317, 323 (1986). Whether a party asserts that a fact is undisputed or genuinely disputed, the party must support the asserted fact by citing to particular parts of the record, including admissible deposition testimony, documents, or affidavits. Fed. R. Civ. P. 56(c)(1)(A). A Court only has to consider the admissible portions of the record cited by the parties, see Fed. R. Civ. P. 56(c)(3); it need not “scour the record” for evidence that might be relevant. Grant v. Trs. of Ind. Univ., 870 F.3d 562, 572−73 (7th Cir. 2017) (cleaned up).
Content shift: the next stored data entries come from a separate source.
PR #3204, opened 2026-04-08
[SREP-4255] Add --security-group flag to cleanup command

smarthall:
Add a --security-group flag to the osde2e cleanup command that removes leftover security groups from orphaned VPCs whose CloudFormation stacks are in DELETE_FAILED state.

Leftover security groups (e.g. from OCPBUGS-74960) block CloudFormation stack deletion, causing all VPC cleanup to fail silently. This flag is designed to run before --vpc so that the subsequent stack deletion can succeed.

The implementation:
- Finds osde2e VPCs with DELETE_FAILED CloudFormation stacks
- Skips VPCs belonging to active clusters
- Revokes all ingress/egress rules to clear cross-SG dependencies
- Deletes all non-default security groups in those VPCs
- Reports results to Slack summary

### DIFF
--- a/cmd/osde2e/cleanup/cmd.go
+++ b/cmd/osde2e/cleanup/cmd.go
@@ -280,6 +280,7 @@ func run(_ context.Context) (msg Message, err error) {
 	}
 	log.Printf("Found %d active clusters for cleanup operations\n", len(activeClusters))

Failure to properly support
a fact in opposition to a movant’s factual assertion can result in the movant’s fact being considered undisputed. Fed. R. Civ. P. 56(e). II. FACTUAL BACKGROUND Because Defendants moved for summary judgment, the Court views and recites the evidence in the light most favorable to Smith and draws all reasonable inferences in his favor. Khungar, 985 F.3d at 572–73. A. The Parties
At all times relevant to this case, Defendants worked at Pendleton. Defendant Tabitha Reid née Cochran (“UTM Reid”) was a Unit Team Manager. Dkt. 73-14 at 1. Defendant Casey Cooperider (“Lt. Cooperider”) was a Correctional Lieutenant. Dkt. 73-13 at 1. UTM Reid and Lt. Cooperider had supervisory positions, which included the authority to move inmates. Dkt. 73- 14 at 3; Dkt. 73-13 at 7. Defendants Thomas Truax (“CO Truax”) and Kentessa Blanton (“CO Blanton”) were Correctional Officers. Dkt. 73-13 at 7. Defendant Dennis Reagle (“Warden Reagle”) was the Warden of Pendleton. Dkt. 73-12 at 1.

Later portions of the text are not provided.